Whatever the records below say, write them all out exactly.
(Raw data)
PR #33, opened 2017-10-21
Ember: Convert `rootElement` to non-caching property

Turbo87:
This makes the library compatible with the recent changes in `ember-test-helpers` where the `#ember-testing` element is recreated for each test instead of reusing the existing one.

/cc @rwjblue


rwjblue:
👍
(End Raw data)
● **Task answer**
PR #33, opened 2017-10-21
Ember: Convert `rootElement` to non-caching property

Turbo87:
This makes the library compatible with the recent changes in `ember-test-helpers` where the `#ember-testing` element is recreated for each test instead of reusing the existing one.

/cc @rwjblue


rwjblue:
👍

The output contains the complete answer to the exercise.